Proprio come le civiltà antiche desideravano replicare la vita, oggi le tecnologie cercano di imitare la coscienza, esplorando le frontiere dell’intelligenza artificiale generativa. Ma i dilemmi etici restano: cosa significa essere umani? Possiamo davvero affidare decisioni morali a un algoritmo?
Il dibattito sulla super AI riporta in primo piano questioni filosofiche già affrontate nei miti — come si legge in questo approfondimento — e ci obbliga a riflettere sul futuro che vogliamo costruire.

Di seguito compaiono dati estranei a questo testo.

PR #105, opened 2024-05-07
Fix for handing errored out openai response to not include them in response packet sent to LSE

forum-hs:


robot-ci-heartex:
Commit https://github.com/HumanSignal/infra/commit/9c3f31d796c957eb8e006269f8a88216132a509b is created.

adala/runtimes/_openai.py
```diff
@@ -382,11 +387,13 @@ async def batch_to_batch(
                     if name in options:
                         completion_text = match_options(completion_text, options[name])
                     outputs.append({name: completion_text})
+                    index.append(idx)
```
pakelley, line 390: can we just include the index in the `outputs` so we don't have to manage a separate iterable? So just do something like `outputs.append({name: completion_text, "index": idx})`

adala/runtimes/_openai.py
```diff
@@ -363,10 +363,15 @@ async def batch_to_batch(
                 )
 
                 # parse responses, optionally match it with options
-                for prompt, response in zip(prompts, responses):
+                index = []
+                for prompt, response, idx in zip(prompts, responses, batch.index):
                     # check for errors - if any, append to outputs and continue
                     if response.get("error"):
-                        outputs.append(response)
+                        # FIXME if we collect failed and succeeded outputs in the same list -> df, we end up with an awkward schema like this:
```
pakelley, line 370: Also, can we explicitly state here that we're intentionally not appending to `outputs` here? I know it's clear in context, but I could still see someone thinking this was a mistake if we don't explicitly explain

robot-ci-heartex:
Commit https://github.com/HumanSignal/infra/commit/248ab9ae131a663c272469913d1d58867ae8c180 is created.

hakan458 (approved):

PR #107, opened 2024-05-08
Create and clean up kafka topics manually to reduce memory burden for Adala server

matt-bernstein:


robot-ci-heartex:
Commit https://github.com/HumanSignal/infra/commit/7fafaf80164b9a0a8dbd6a8ae1a7125c4328ee5f is created.

robot-ci-heartex:
Commit https://github.com/HumanSignal/infra/commit/129c5bc7a8729dd74b64383b11390c224a201081 is created.

adala/environments/kafka.py
```diff
@@ -61,12 +61,12 @@ async def message_receiver(self, consumer: AIOKafkaConsumer, timeout: int = 3):
                 try:
                     # Wait for the next message with a timeout
                     msg = await asyncio.wait_for(consumer.getone(), timeout=timeout)
-                    # print_text(f"Received message: {msg.value}")
+                    print_text(f"Received message: {msg.value}")
```
hakan458, line 64: If we're going to keep these around lets make it more clear where the log is coming from - because we have consumers in so many different parts of the code its not clear when looking at logs

server/tasks/process_file.py
```diff
@@ -116,6 +116,9 @@ def process_file_streaming(self, agent: Agent, parent_job_id: str):
     # Set input and output topics using parent job ID
     agent.environment.kafka_input_topic = get_input_topic(parent_job_id)
     agent.environment.kafka_output_topic = get_output_topic(parent_job_id)
+    import time
+
+    time.sleep(5)
```
hakan458, line 121: why??

server/utils.py
```diff
@@ -18,8 +21,68 @@ class Settings(BaseSettings):
 
 
 def get_input_topic(job_id: str):
-    return f"adala-input-{job_id}"
+    topic_name = f"adala-input-{job_id}"
+
+    # same logic as get_output_topic
+
+    settings = Settings()
```
hakan458, line 28: Can we separate out the logic for topic creation into its own function to not have a duplicate? get_input / output can just call that function

adala/environments/kafka.py
matt-bernstein: oops, this was for testing, will revert

server/tasks/process_file.py
matt-bernstein: also for testing, will revert

server/utils.py
matt-bernstein: yep

robot-ci-heartex:
Commit https://github.com/HumanSignal/infra/commit/1c746fad389ccce43816e0be29288e4fb72df292 is created.

robot-ci-heartex:
Commit https://github.com/HumanSignal/infra/commit/14380a999c9abcee342c2b9f640c7d4936626af1 is created.

adala/environments/kafka.py
```diff
@@ -61,12 +61,12 @@ async def message_receiver(self, consumer: AIOKafkaConsumer, timeout: int = 3):
...
                     yield msg.value
                 except asyncio.TimeoutError:
-                    # print_text(
-                    # f"No message received within the timeout {timeout} seconds"
-                    # )
+                    print_text(
+                        f"No message received within the timeout {timeout} seconds"
+                    )
```
forum-hs, line 69: same as above

robot-ci-heartex:
Commit https://github.com/HumanSignal/infra/commit/3f06167275b421d788aeacb247e9f7c6acc11628 is created.

server/tasks/process_file.py
```diff
@@ -117,9 +117,16 @@ def process_file_streaming(self, agent: Agent, parent_job_id: str):
     agent.environment.kafka_input_topic = get_input_topic(parent_job_id)
     agent.environment.kafka_output_topic = get_output_topic(parent_job_id)
 
+    # import time
+    # time.sleep(5)
```
forum-hs, line 121: remove this

server/tasks/process_file.py
```diff
@@ -117,9 +117,16 @@ def process_file_streaming(self, agent: Agent, parent_job_id: str):
...
+
     # Run the agent
     asyncio.run(agent.arun())
 
+    # manually cleanup these topics
+    delete_topic(agent.environment.kafka_input_topic)
+    delete_topic(agent.environment.kafka_output_topic)
```
hakan458, line 128: Should we do this in the parent task instead of this input task?

matt-bernstein: I want to keep it as close to where they are used as possible, we already need to get the topic name here so no sense doing it in 2 places. It could also be different for different subtasks called by the same parent task in the future (for ex, when we switch to a reusable topic pool it'll be "unlocking" the topic instead of deleting it)

robot-ci-heartex:
Commit https://github.com/HumanSignal/infra/commit/c227c64baa6666dac855df947bba18a4530459ca is created.

robot-ci-heartex:
Commit https://github.com/HumanSignal/infra/commit/e2094004ad3e9f662f712802cce44fac17fe8b02 is created.

robot-ci-heartex:
Commit https://github.com/HumanSignal/infra/commit/2193a9038b487f0868d6f067720579bbe45f53d5 is created.

server/tasks/process_file.py
hakan458: I think there is a risk here - input job is done, we delete the topic, but output job is still trying to run/pull things from output topic queue, so I would not delete it here

matt-bernstein: oh you're right actually, I'll change it

server/utils.py
```diff
@@ -18,8 +21,50 @@ class Settings(BaseSettings):
 
 
 def get_input_topic(job_id: str):
-    return f"adala-input-{job_id}"
+    topic_name = f"adala-input-{job_id}"
+
+    ensure_topic(topic_name)
```
pakelley, line 26: Imo it might be better to only return the input topic name here, and leave it to the user to ensure the topic exists. Seems more "separation of concerns" to me.
I'm pretty on the fence though, since I can't think of a use case where you'd want the name of a non-existent topic (or not-yet-existent/no-longer-existent topic), so I'll leave it up to your judgment.

server/tasks/process_file.py
hakan458: Not changed yet right?

robot-ci-heartex:
Commit https://github.com/HumanSignal/infra/commit/b1c6f45809a2360c0966d0e3536ddea55e4d8648 is created.

server/tasks/process_file.py
matt-bernstein: done

robot-ci-heartex:
Commit https://github.com/HumanSignal/infra/commit/c23b8f3b35ebef3b631628535cd8c16125bf8ddc is created.

robot-ci-heartex:
Commit https://github.com/HumanSignal/infra/commit/9fcff5cdbcfcee52e1705435fe4f8703aa616480 is created.

pakelley (approved):

robot-ci-heartex:
Commit https://github.com/HumanSignal/infra/commit/7c3beca199ab1c539f3bacd783d81f32cf70b2b0 is created.

PR #120, opened 2024-05-22
feat: DIA-1082: task-level error handling

matt-bernstein:
expose errors coming from OpenAI instead of ignoring them in `AsyncOpenAIRuntime`, with several knock on effects - see commit messages b61fc01d069cee26dc2cc42cb30635cfb6237b30 and later.

(Earlier commits are from another branch and already in master)

- use exponential backoff retries
- use openai async client instead of requests
- reuse client across batches
- always return error fields even when empty
- expose consumer timeouts in Settings object
- improved kafka handling in KafkaEnvironment to match best practices in server

A successful result task now always looks like

```
        {
<fields from input record, eg text, task_id>
            "output": output,
            "_adala_error": False,
            "_adala_message": None,
            "_adala_details": None,
        }
```
and an unsuccessful result task looks like
```

        {
<fields from input record, eg text, task_id>
            "output": None,
            "_adala_error": True,
            "_adala_message": "Unknown error",
            "_adala_details": str(e),
        }

```

Error message and details should be special-cased as we encounter them and decide to handle them differently.


robot-ci-heartex:
Commit https://github.com/HumanSignal/infra/commit/1ee8eeabd5d2995b3e6e375d8d20b152d5b68f07 is created.

robot-ci-heartex:
Commit https://github.com/HumanSignal/infra/commit/f33eeaea69a86346368e3b584506f3454f72ff89 is created.

robot-ci-heartex:
Commit https://github.com/HumanSignal/infra/commit/4149336f9b193a611a421eaee1d524f7cb0295ed is created.

robot-ci-heartex:
Commit https://github.com/HumanSignal/infra/commit/9e25b525ec04f06cdd548031ad1cb40a0df6fd95 is created.

robot-ci-heartex:
Commit https://github.com/HumanSignal/infra/commit/4718f60fe24be2f4cbd96755715dd6b3f6e6f8f1 is created.

robot-ci-heartex:
Commit https://github.com/HumanSignal/infra/commit/8e5df9f94b3afeecc62ec3741392e015ae2521c7 is created.

robot-ci-heartex:
Commit https://github.com/HumanSignal/infra/commit/e7c98486cf772457a7faf6250d15fed6796a21d8 is created.

robot-ci-heartex:
Commit https://github.com/HumanSignal/infra/commit/20a304396c5fcaec24d2a5e23631b182d3033c47 is created.

adala/environments/kafka.py
```diff
@@ -26,19 +26,43 @@ class AsyncKafkaEnvironment(AsyncEnvironment):
...
         kafka_input_topic (str): The Kafka input topic.
         kafka_output_topic (str): The Kafka output topic.
+        timeout_ms (int): The timeout for the Kafka consumer.
     """
 
-    kafka_bootstrap_servers: Union[str, List[str]]
-    kafka_input_topic: str
-    kafka_output_topic: str
+    # these are mandatory, but should be set by server
+    kafka_bootstrap_servers: Optional[Union[str, List[str]]] = None
```
pakelley, line 33: Could we add these to an __init__ function or something? I think this workflow is a little confusing.

adala/environments/kafka.py
```diff
@@ -26,19 +26,43 @@ class AsyncKafkaEnvironment(AsyncEnvironment):
...
+    timeout_ms: Optional[int] = None
+
+    # these are set in initialize()
+    consumer: Optional[AIOKafkaConsumer] = None
+    producer: Optional[AIOKafkaProducer] = None
 
     async def initialize(self):
-        # claim kafka topic from shared pool here?
-        pass
+        assert self.kafka_bootstrap_servers is not None, "missing initialization"
```
pakelley, line 43: If we do have to keep with this workflow, we should at least state which param is missing in these asserts

adala/runtimes/_openai.py
```diff
@@ -64,86 +54,53 @@ async def async_create_completion(
...
-    except aiohttp.ClientError as e:
-        # Handle other aiohttp specific errors
-        return {
-            "error": True,
-            "message": "Client error",
-            "details": str(e),
-        }
-    except asyncio.TimeoutError as e:
-        # Handle timeout errors
+        completion = await client.chat.completions.create(
```
pakelley, line 57: just so happy to see this change, had to comment lol

adala/runtimes/_openai.py
```diff
@@ -64,86 +54,53 @@ async def async_create_completion(
...
+            max_tokens=max_tokens,
+            temperature=temperature,
+        )
+        completion_text = completion.choices[0].message.content
         return {
-            "error": True,
-            "message": "Request timed out",
-            "details": str(e),
+            "text": completion_text,
+            "__adala_error__": False,
```
pakelley, line 66: nit: I think it's more common to denote private "attributes" in python with a single "__" before the name (as opposed to private/reserved methods with the "__" on both sides)

adala/runtimes/_openai.py
```diff
@@ -64,86 +54,53 @@ async def async_create_completion(
...
-                    session=session,
-                    model=openai_model,
-                    max_tokens=max_tokens,
-                    temperature=temperature,
-                    instruction_first=instruction_first,
-                    default_timeout=timeout,
-                    openai_api_key=openai_api_key,
-                )
+    tasks = []
+    for prompt in prompts:
```
pakelley, line 89: this loop seems simple enough that it may as well be a list comprehension. If you prefer the loop (maybe because of the large function signature), all good, but figured I'd suggest it.

adala/environments/kafka.py
matt-bernstein: The reason they're not in an init is that the Agent and Environment get instantiated inside the app's `/submit-streaming` endpoint handler due to the function signature there, before we have access to the Settings() object which contains these fields. Could modify that endpoint handler's pydantic Request object to special-case these fields, but that seems like too much magic to reasonably expect the server's user to know about.

adala/runtimes/_openai.py
matt-bernstein: done, good call

adala/runtimes/_openai.py
matt-bernstein: done, good call

adala/environments/kafka.py
matt-bernstein: done

robot-ci-heartex:
Commit https://github.com/HumanSignal/infra/commit/8fe78f7e2906ddb2358bddfc4186522ed82030c9 is created.

robot-ci-heartex:
Commit https://github.com/HumanSignal/infra/commit/83e86104a676dac4f47052c8035426dd11298707 is created.

adala/environments/kafka.py
pakelley: ugh, gotcha, feels like these abstractions are a bit too cute, but as far as this change goes it makes sense to keep it as-is 👍

server/handlers/result_handlers.py
```diff
@@ -95,6 +95,26 @@ def ready(self):
...
+        known_keys = [
+            # 'text',  # should always be omitted
+            "task_id",
+            "output",
+            # TODO in DIA-1122
+            # '_adala_error',
+            # '_adala_message',
+            # '_adala_details',
+        ]
+        result_batch = [
```
pakelley, line 113: seems like a good place to have pydantic types for validation, maybe?

pakelley (approved):
Would like a pydantic type for validating our returned results, but not a blocker

adala/environments/kafka.py
matt-bernstein: yep, for sure we should rethink and de-abstract some of this for the server, if not adala in general

robot-ci-heartex:
Commit https://github.com/HumanSignal/infra/commit/37ebe4908d8dcb3938d45f9bf0fcb40670354fcf is created.

server/handlers/result_handlers.py
matt-bernstein: done

robot-ci-heartex:
Commit https://github.com/HumanSignal/infra/commit/8db422cfec6e3f89c2c7c3ef53ffb8b288dc7f58 is created.

pakelley (approved):

robot-ci-heartex:
Commit https://github.com/HumanSignal/infra/commit/7742415a2c242fa9d0f5470f53e7e536beecd9b1 is created.

robot-ci-heartex:
Commit https://github.com/HumanSignal/infra/commit/75183988a6ce733a6d54ab729208ea2003c792f7 is created.

chemeris:
Hi @matt-bernstein 
This change breaks generation for non-categorical output types (e.g. email generation). Specifically, this line is the issue:
https://github.com/HumanSignal/Adala/commit/4679bfbc287036f14950ccd78ebcb81a0c7ed980#diff-87a8807ecc3037662d3036e959db10ec4479f616ccf0fcd62ee2aaa9a6cdcb5cR349

`name in options` is only `True` for categorical variables, but is never `True` for freeform text generation, so `response[name] = completion_text` is not executed and we get a response with no variable in it. `response[name] = completion_text` must be outside of the `if` statement and always executed.

I had to fix this for our system to continue operating: https://github.com/chemeris/Adala/commit/5448e37567801ac5a565774024e5a85b5818fd13

matt-bernstein:
> Hi @matt-bernstein This change breaks generation for non-categorical output types (e.g. email generation). Specifically, this line is the issue: [4679bfb#diff-87a8807ecc3037662d3036e959db10ec4479f616ccf0fcd62ee2aaa9a6cdcb5cR349](https://github.com/HumanSignal/Adala/commit/4679bfbc287036f14950ccd78ebcb81a0c7ed980#diff-87a8807ecc3037662d3036e959db10ec4479f616ccf0fcd62ee2aaa9a6cdcb5cR349)
> 
> `name in options` is only `True` for categorical variables, but is never `True` for freeform text generation, so `response[name] = completion_text` is not executed and we get a response with no variable in it. `response[name] = completion_text` must be outside of the `if` statement and always executed.
> 
> I had to fix this for our system to continue operating: [chemeris@5448e37](https://github.com/chemeris/Adala/commit/5448e37567801ac5a565774024e5a85b5818fd13)

Thanks for the quick feedback @chemeris ! Merged in your change.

Il primo “robot” della storia? Secondo la mitologia greca, fu Talo, un gigante di bronzo costruito da Efesto per proteggere Creta. Sembrava invincibile, ma aveva un punto debole: una vena nella caviglia da cui sgorgava l’ichor, il sangue degli dèi. Bastò reciderla per abbatterlo.
Il mito di Talo è un potente archetipo del robot imperfetto. Come i sistemi digitali moderni, apparentemente infallibili ma vulnerabili a bug e attacchi informatici, anche Talo rappresentava una perfezione apparente. Una lezione antica che torna utile nell’era della cybersicurezza e della protezione dei dati, come sottolinea anche questo articolo di Changes.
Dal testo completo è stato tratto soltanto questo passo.